Yazar Adil Yıldırım, aşkın insanın kendini keşfetme yolculuğu olduğunu belirterek, ilişkinin süresinden çok bireylere kattığı anlamın önemli olduğuna dikkat çekti. Kadın-erkek ilişkileri, aşkın farklı deneyimlenişi ve Sevgililer Günü hakkında merak edilenleri yanıtlayan Yıldırım, aşkın zamanla sınırlandırılamayacağını vurguladı.

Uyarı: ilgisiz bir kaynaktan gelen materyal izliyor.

PR #77, opened 2019-04-02
chore(deps): updates operator-sdk to 0.6.0

bartoszmajsak:


bartoszmajsak:
Circle has some infra issues again. Failing while trying to install telepresence.

```
E: Could not get lock /var/lib/dpkg/lock-frontend - open (11: Resource temporarily unavailable)
E: Unable to acquire the dpkg frontend lock (/var/lib/dpkg/lock-frontend), is another process using it?
Exited with code 100
```

PR #87, opened 2019-04-04
feat(#75): simplifies e2e boostrap

### LINKED ISSUE #75: Streamline cluster setup process
It turned out we have to make quite a bit of cluster mgmt commands before we are able to execute e2e tests on circleci. At this point what was supposed to be simple setup/teardown part of e2e-tests in ginkgo code turned out to grow a bit too much.

We should move most of the cluster setup into make file instead, so that we can conveniently use it both for CI and while working locally with the code.

bartoszmajsak:
This PR brings following improvements in e2e tests setup:

* starts cluster only when needed (if not running)
  * allows to skip shutdown if `SKIP_CLUSTER_SHUTDOWN` is set
* reworks cluster deployments to be in `Makefile` (including bookinfo app)
* deploys istio operator once per test suite
* logs more detailed checks to quickly see if ci build is not hanging
* prints cmds as plain string

Fixes #75


e2e/e2e_suite_test.go
```diff
@@ -42,19 +43,28 @@ var _ = SynchronizedBeforeSuite(func() []byte {
 			fmt.Printf("\nExposing Docker Registry\n")
 			<-cmd.Execute("oc", "expose", "service", "docker-registry", "-n", "default").Done()
 
-			// create a 'real user' we can use to push to the DockerRegsitry
+			// create a 'real user' we can use to push to the DockerRegistry
 			fmt.Printf("\nAdd admin user\n")
 			<-cmd.Execute("oc", "create", "user", "admin").Done()
 			<-cmd.Execute("oc", "adm", "policy", "add-cluster-role-to-user", "cluster-admin", "admin").Done()
```
aslakknutsen: Any reason to keep these in code?

bartoszmajsak: I thought it's specific to our tests, so whoever is using `Makefile` can use any user / privileges they want

PR #89, opened 2019-04-08
feat(#76): brings go client to interact with Sessions

### LINKED ISSUE #76: Replace direct oc cli calls with the golang client
Replace https://github.com/aslakknutsen/istio-workspace/blob/c6e328d39196698bb67fcd25a831a82d52f80ab1/pkg/istio/cli_helper.go with go client.

###### Currently used

* `oc apply` to create session
* `oc get session`
* `oc delete session`

bartoszmajsak:
Fixes #76 

The reason why the PR is marked as DRAFT:

- [x] support for flags when no `.kube/config` is present

Currently when loading cluster config we look for `.kube/config` file unless `KUBECONFIG` env variable is set. We should add extra flags to handle a scenario when we start from scratch without those files being present. 

**Q:** Would `--kubeconfig` flag pointing at a file be sufficient here or do we want to break it down to all required params? Or maybe for now `KUBECONFIG` (documented) would be sufficient to move on?

- [x] basic unit tests for session handling logic

working on using generated fake-client for that


Makefile
```diff
@@ -54,21 +54,27 @@ lint: deps ## Concurrently runs a whole bunch of static analysis tools
...
+GROUP_VERSIONS:="istio:v1alpha1"
 .PHONY: codegen
 codegen: install-operator-sdk ## Generates operator-sdk code
 	$(call header,"Generates operator-sdk code")
 	$(CUR_DIR)/bin/operator-sdk generate k8s
+	$(call header,"Generates clientset code")
+	GOPATH=$(shell echo ${GOPATH} | rev | cut -d':' -f 1 | rev) ./vendor/k8s.io/code-generator/generate-groups.sh client \
+		$(PACKAGE_NAME)/pkg/client \
+		$(PACKAGE_NAME)/pkg/apis \
+		$(GROUP_VERSIONS)
```
bartoszmajsak: @aslakknutsen Now we have both `operator-sdk` CLI which provides "deepcopy" generator and this which can also provide the same. Do we want to keep that as is or unify to only use `./vendor/k8s.io/code-generator/generate-groups.sh`

cmd/ike/session/session.go
```diff
@@ -26,13 +22,23 @@ func Offline(cmd *cobra.Command) (func(), error) {
...
+var sessionClient *client
+
 // CreateOrJoinHandler provides the option to either create a new session if non exist or join an existing.
 // Rely on the following flags:
 //  * deployment - the name of the target deployment and will update the flag with the new deployment name
 //  * session - the name of the session
 func CreateOrJoinHandler(cmd *cobra.Command) (func(), error) {
 	sessionName := getSessionName(cmd)
 	deploymentName, _ := cmd.Flags().GetString("deployment")
+	if sessionClient == nil {
```
bartoszmajsak: Not particularly happy with this "lazy loading" but couldn't come up with a better approach (besides wrapping it up in a `func` and use that instead of `var` reference in all the `func`s here). Any suggestions on how we could make it better?

cmd/ike/session/session_client.go
```diff
@@ -0,0 +1,68 @@
...
+
+func (c *client) Delete(session *istiov1alpha1.Session) error {
+	if err := c.client.IstioV1alpha1().Sessions(c.namespace).Delete(session.Name, &metav1.DeleteOptions{}); err != nil {
+		return err
+	}
+
+	return nil
+}
+
+func (c *client) getSession(sessionName string) (*istiov1alpha1.Session, error) {
```
bartoszmajsak: Maybe we export it and simply call `Get` ? WDYT?

cmd/ike/session/session.go
aslakknutsen: Could move the instance to where it's created like with http.DefaultClient type of thing.

Move sessionClient to session_client and lazy it in there. Separate between DefaultClient() and NewClient() or similar. Basically the same, but less scattered.

Makefile
aslakknutsen: hmm... Any advantage of using the Generated client vs just a client.Client? 'Type safe' Get?

bartoszmajsak: "type safe" get/create/delete :)

plus dogfooding potentially used stuff by other "clients"

cmd/ike/session/session.go
bartoszmajsak: Done 711872a

cmd/ike/session/session_client.go
bartoszmajsak: Done fdb32e3

aslakknutsen:
KUBECONFIG would be fine for now I think.

PR #92, opened 2019-04-11
chore(gofmt): fixes missed formatting

bartoszmajsak:
I can work on a step in CI which would automate that


bartoszmajsak:
Opened #93

PR #644, opened 2021-05-16
[11.5] Add packages endpoints

rdrenth:
I've added the [Gitlab Packages](https://docs.gitlab.com/ee/api/packages.html) endpoints.

For Groups a `packages` method to list all packages within that group, the other methods are in the `Packages` class.


vekien:
Just commenting so this doesn't close, any ETA on if this will get merged?

GrahamCampbell:
Thanks. :)

PR #664, opened 2021-09-23
[11.5] Add support for locked merge requests

gallien-lbr:
According to GITLAB API documentation, there is a special state for "locked" merge requests.

https://docs.gitlab.com/ee/api/merge_requests.html


gallien-lbr:
I forgot in my original PR but It should be also added  in the merge request API optionResolver.

GrahamCampbell:
Please push that fix to the same branch, and it'll show up here too. :)

PR #667, opened 2021-10-21
[11.5] Allow using psr/cache 2.0

### LINKED ISSUE #647: Symfony 5.2+ PSR\Cache
It seem PSR 2.0 is now by default on new symfony app (5.2+) and bundle no more compatible with the PSR 2.0 version.

` m4tthumphrey/php-gitlab-api 11.5.x-dev requires psr/cache ^1.0 -> found psr/cache[1.0.0, 1.0.1] but the package is fixed to 2.0.0 (lock file version) by a partial update and that version does not match. Make sure you list it as an argument for the update `command.``

Any work in progress on this ?

mattjmattj:
Since version 1.7.2, php-http/cache-plugin can work with psr/cache 2.0 (this was the only difference in their changelog).
Here, we allow both versions, in order to remain compatible with PHP 7

Fixes #647


20uf (approved):

JanMikes:
Hi, could we add psr/cache 3.0 support as well? 

How can i help this to get merged?

GrahamCampbell:
> Hi, could we add psr/cache 3.0 support as well?

No. That is not possible.

GrahamCampbell:
Thanks. 🎄

quentint:
Hi, could you tell us a bit more why this would not be possible?

It is currently impossible to install `zeichen32/gitlabapibundle` (that relies on `m4tthumphrey/php-gitlab-api`) on a Symfony 6 app without forcing psr/cache on `^2.0`.

So `composer require zeichen32/gitlabapibundle` fails, but `composer require zeichen32/gitlabapibundle psr/cache:^2.0` works.

Thanks for your help!

quentint:
For those subscribed to this PR, see https://github.com/GitLabPHP/Client/releases/tag/11.6.0 😉

GrahamCampbell:
At that time, it was not possible. Now it is. All the upstream moving parts are in place. :)

PR #670, opened 2021-11-05
[11.8] Allow specifying params for Wiki::showAll()

spawnia:
https://docs.gitlab.com/ee/api/wikis.html#list-wiki-pages

### DIFF
--- a/src/Api/Wiki.php
+++ b/src/Api/Wiki.php
@@ -40,13 +40,19 @@ class Wiki extends AbstractApi
 
     /**
      * @param int|string          $project_id
-     * @param array<string,mixed> $params
+     * @param array<string,mixed> $params {
+     *     @var bool $with_content Include pages’ content
+     * }
      *
      * @return mixed
      */
     public function showAll($project_id, array $params)
     {
-        return $this->get($this->getProjectPath($project_id, 'wikis'), $params);
+        $resolver = $this->createOptionsResolver();
+        $resolver->setDefined('with_content')
+            ->setAllowedTypes('with_content', 'bool');
+
+        return $this->get($this->getProjectPath($project_id, 'wikis'), $resolver->resolve($params));
     }
 
     /**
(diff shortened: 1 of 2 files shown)


GrahamCampbell:
You should use the result pager to fetch different pages, assuming that is your use case here.

spawnia:
Thanks for the hint, I will definitely keep that in mind as we probably have some wikis with over 20 pages 👍

spawnia:
Passing the option is still useful though:

```php
        $pages = (new ResultPager($this->gitlab->connection()))->fetchAll(
            $this->gitlab->wiki(),
            'showAll',
            [
                $projectId,
                ['with_contents' => true]
            ],
        );
```

spawnia:
Is there anything else I can do here? Would love to see this merged, I am currently blocked by being unable to use the GitLab API to its full extent.

20uf (approved):

src/Api/Wiki.php
```diff
@@ -17,8 +17,8 @@
 class Wiki extends AbstractApi
 {
     /**
-     * @param int|string $project_id
-     * @param array      $params
+     * @param int|string          $project_id
+     * @param array<string,mixed> $params
```
GrahamCampbell, line 21: Please adjust this doc to be similar to the other parameters doc, and use the options resolver.

GrahamCampbell (changes requested):

src/Api/Wiki.php
spawnia: Done.

spawnia:
I don't know what to do about the [test failure](https://github.com/GitLabPHP/Client/runs/4642485219?check_suite_focus=true), tests against the local PHP 7.4 setup (using `make`) work.

GrahamCampbell:
I was unable to push to your branch because you unchecked the option. I'm going to re-create this PR.

GrahamCampbell:
Thanks for the PR. :)

PR #675, opened 2021-11-23
[11.6] Added addShare method

peterjaap:


src/Api/Groups.php
```diff
@@ -205,6 +205,35 @@ public function removeMember($group_id, int $user_id)
     {
         return $this->delete('groups/'.self::encodePath($group_id).'/members/'.self::encodePath($user_id));
     }
+    
+    /**
+     * @param int|string $group_id
+     * @param array      $parameters
```
GrahamCampbell: Please add phpdoc for this. I cannot accept this PR without this. Please see the other methods for an example.

GrahamCampbell (changes requested):
Thanks for the PR. I've left some feedback inline.

src/Api/Groups.php
peterjaap: Done

GrahamCampbell:
Thanks. :)

PR #676, opened 2021-11-23
[11.6] Add parameters to `addVariable` on group level

peterjaap:


src/Api/Groups.php
```diff
@@ -383,10 +383,15 @@ public function variable($group_id, string $key)
      * @param string     $key
      * @param string     $value
      * @param bool|null  $protected
+     * @param array<string,mixed> $parameters        {
```
GrahamCampbell: Please follow the code standard from the rest of the codebase.

src/Api/Groups.php
```diff
@@ -383,10 +383,15 @@ public function variable($group_id, string $key)
...
+     *
+     *      @var string masked          true or false
```
GrahamCampbell: typo `masked` vs `$masked`

src/Api/Groups.php
```diff
@@ -396,6 +401,8 @@ public function addVariable($group_id, string $key, string $value, ?bool $protec
         if ($protected) {
             $payload['protected'] = $protected;
         }
+        
+        $payload = \array_merge($parameters, $payload);
```
GrahamCampbell: Please explicitly add the two supported parameters only.

GrahamCampbell (changes requested):
Thanks for the PR. I have left some inline comments.

GrahamCampbell:
Thanks. :)

PR #679, opened 2021-12-02
[11.6] Add support for protected tags

internalsystemerror:
Adds some missing endpoints regarding protected tags.

Closes https://github.com/GitLabPHP/Client/issues/678.

PR #680, opened 2021-12-13
[11.5] Add `deleteProtectedBranch` method to projects api

matt-h:
Handles the functionality to delete/unprotect a protected branch which is documented here:
https://docs.gitlab.com/ee/api/protected_branches.html#unprotect-repository-branches

### DIFF
--- a/src/Api/Projects.php
+++ b/src/Api/Projects.php
@@ -1190,6 +1190,17 @@ class Projects extends AbstractApi
 
     /**
      * @param int|string $project_id
+     * @param string     $branch
+     *
+     * @return mixed
+     */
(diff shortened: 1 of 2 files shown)


20uf (approved):

matt-h:
I put this together as I needed the function for a project I was working on, after submitting it I see that basically the same thing was also included in the PR: https://github.com/GitLabPHP/Client/pull/679

I didn't notice that one at first since it talks about Tags, but it included this branch change in the code as well. If that does get merged this can be skipped as redundant.

GrahamCampbell:
This PR is in good shape for merging, unlike the other one, so I'm going to merge this instead. The other one will need to be rebased. Thanks for sending this in.

PR #685, opened 2022-01-25
[11.8] Add parameters to `SystemHooks::create()`

edspc:
Hi. This implements params for the create method.
https://docs.gitlab.com/ee/api/system_hooks.html#add-new-system-hook


GrahamCampbell:
Thanks for the PR. I've made some adjustments, and merged. :)

PR #688, opened 2022-02-07
Improve handling of non-array json responses to prevent unexpected errors

vvasiloi:
I was implementing the [container registry](https://docs.gitlab.com/ee/api/container_registry.html) endpoints on top of this library when I ran into an unexpected error when decoding the response body.
The [delete registry repository](https://docs.gitlab.com/ee/api/container_registry.html#delete-registry-repository) endpoint returns a response with status `202 Accepted` and body `202`.
The current implementation doesn't accept integers as safe non-array JSON responses.
The proposed new implementation will return the response body as is if it's not deserialized into an array.

### DIFF
--- a/composer.json
+++ b/composer.json
@@ -57,6 +57,9 @@
         }
     },
     "config": {
-        "preferred-install": "dist"
+        "preferred-install": "dist",
+        "allow-plugins": {
+            "bamarni/composer-bin-plugin": true
+        }
     }
 }
--- a/src/HttpClient/Message/ResponseMediator.php
+++ b/src/HttpClient/Message/ResponseMediator.php
@@ -14,6 +14,7 @@ declare(strict_types=1);
 
 namespace Gitlab\HttpClient\Message;
 
+use Gitlab\Exception\NonArrayJsonResponseException;
 use Gitlab\Exception\RuntimeException;
 use Gitlab\HttpClient\Util\JsonArray;
 use Psr\Http\Message\ResponseInterface;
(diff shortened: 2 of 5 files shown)


composer.json
```diff
@@ -57,6 +57,9 @@
         }
     },
     "config": {
-        "preferred-install": "dist"
+        "preferred-install": "dist",
+        "allow-plugins": {
+            "bamarni/composer-bin-plugin": true
```
vvasiloi, line 62: Not explicitly allowing plugins is deprecated and will be removed in July 2022.
https://getcomposer.org/doc/06-config.md#allow-plugins

src/HttpClient/Message/ResponseMediator.php
```diff
@@ -62,8 +63,16 @@ public static function getContent(ResponseInterface $response)
     {
         $body = (string) $response->getBody();
 
-        if (!\in_array($body, ['', 'null', 'true', 'false'], true) && 0 === \strpos($response->getHeaderLine(self::CONTENT_TYPE_HEADER), self::JSON_CONTENT_TYPE)) {
-            return JsonArray::decode($body);
+        if ('' === $body) {
+            return $body;
```
vvasiloi, line 67: Early return for cleaner execution path and district code coverage.

src/HttpClient/Util/JsonArray.php
```diff
@@ -39,8 +40,8 @@ public static function decode(string $json): array
             throw new RuntimeException(\sprintf('json_decode error: %s', \json_last_error_msg()));
         }
 
-        if (null === $data || !\is_array($data)) {
```
vvasiloi, line 42: The null check is redundant.

GrahamCampbell:
Thanks for the PR. I don't feel like this is the right solution. The mistake is that an attempt is made to decode the body. That line should be removed from the API class in question.

GrahamCampbell:
You'll want to mimic `getAsResponse` in your PR, for delete. :)

vvasiloi:
Thanks for the hint!

PR #689, opened 2022-02-10
drop patchlevel for php in composer.json

cwandrey:
You should do without the patch level of PHP in the composer.json. 
Many operating systems (for example Ubuntu 20.04 (PHP 7.4.3)) rarely support the latest PHP version. 
This repository does not necessarily require changes from the respective patch levels.

### DIFF
--- a/composer.json
+++ b/composer.json
@@ -26,7 +26,7 @@
         }
     ],
     "require": {
-        "php": "^7.4.15 || ^8.0.2",
+        "php": "^7.4 || ^8.0",
         "ext-json": "*",
         "ext-xml": "*",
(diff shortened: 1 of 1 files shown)


GrahamCampbell:
I am not interested in supporting very outdated versions, and PHP 8.0.0 and 8.0.1 don't work properly with this package (7.4.15 was released the same day as 8.0.2). If you are on a distro that has backported stuff, you can tell composer to emulate you being on 7.4.15. :)

GrahamCampbell:
In your app composer.json:

```json
    "config": {
        "platform": {
            "php": "7.4.15"
        }
    }
```

Issue #638, opened 2021-04-09
Pipeline creation fails due to invalid parameters


IAL32:
According to the documentation [here](https://docs.gitlab.com/ee/api/pipelines.html#create-a-new-pipeline), to create a pipeline this is the correct POST query:

`curl --request POST --header "PRIVATE-TOKEN: <your_access_token>" "https://gitlab.example.com/api/v4/projects/1/pipeline?ref=master"`

Currently though, the abstract API for the POST request does not handle correctly the `ref` query parameter:

```php
$response = $this->client->getHttpClient()->post(self::prepareUri($uri), $headers, $body);
```

As you can see, the `self::prepareUri($uri)` does not take into account the `ref` parameter from the `projects()->createPipeline` method.

Currently, `createPipeline` is the only place that I see that has this caveat.

IAL32:
Not an issue, I was just putting the parameters wrong.

IAL32:
Reopened, as the issue is still relevant, and a comprehensive PR is being made to fix it.

GrahamCampbell:
Hmmm, GitLab should really fix this on their side. This is inconsistent with how all their other API routes behave.

GrahamCampbell:
I'll merge your fix to unblock things, but I don't like it, lol. :)

PR #695, opened 2022-02-16
[11.8] Fixing `createPipeline` behavior to match API

IAL32:
This PR stems from https://github.com/GitLabPHP/Client/issues/638 and closes it.

Tests are also fixed to match actual behavior.

### DIFF
--- a/src/Api/AbstractApi.php
+++ b/src/Api/AbstractApi.php
@@ -106,7 +106,7 @@ abstract class AbstractApi
      *
      * @return mixed
      */
-    protected function post(string $uri, array $params = [], array $headers = [], array $files = [])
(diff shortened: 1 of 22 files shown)


src/Api/AbstractApi.php
```diff
@@ -106,7 +106,7 @@ protected function get(string $uri, array $params = [], array $headers = [])
      *
      * @return mixed
      */
-    protected function post(string $uri, array $params = [], array $headers = [], array $files = [])
+    protected function post(string $uri, array $params = [], array $headers = [], array $files = [], array $uriParams = [])
```
GrahamCampbell, line 109: Adding a parameter here is a major breaking change.

GrahamCampbell (changes requested):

İzmir aşkın ve özgürlüğün şehri mi?

Adil Yıldırım’a göre İzmir, aşkı ve özgürlüğü bir arada yaşatan özel bir şehir. “İzmir’e gelen biri, denizden gelen rüzgârla birlikte aşk duygusuna kapılır. Burası, insanların keyif odaklı yaşadığı, bireysel alanlara saygı duyulan bir şehir. İzmir’de aşk, baskı olmadan, anlayış ve özgürlük içinde yaşanır” diyen Yıldırım, şehrin romantik atmosferine dikkat çekti.

Aşk nedir?

Yıldırım, aşkı insanların kendilerini ifade etme ve anlaşılma ihtiyacı olarak tanımlıyor. “Aşık olan kişi, partnerinde kendini ve ruhunu bulmak ister. Aşk, yüzyıllardır heyecanını kaybetmeyen bir yaşam sevincidir” diyen yazar, aşkın insan ruhunu besleyen ve dönüştüren bir deneyim olduğunu belirtti.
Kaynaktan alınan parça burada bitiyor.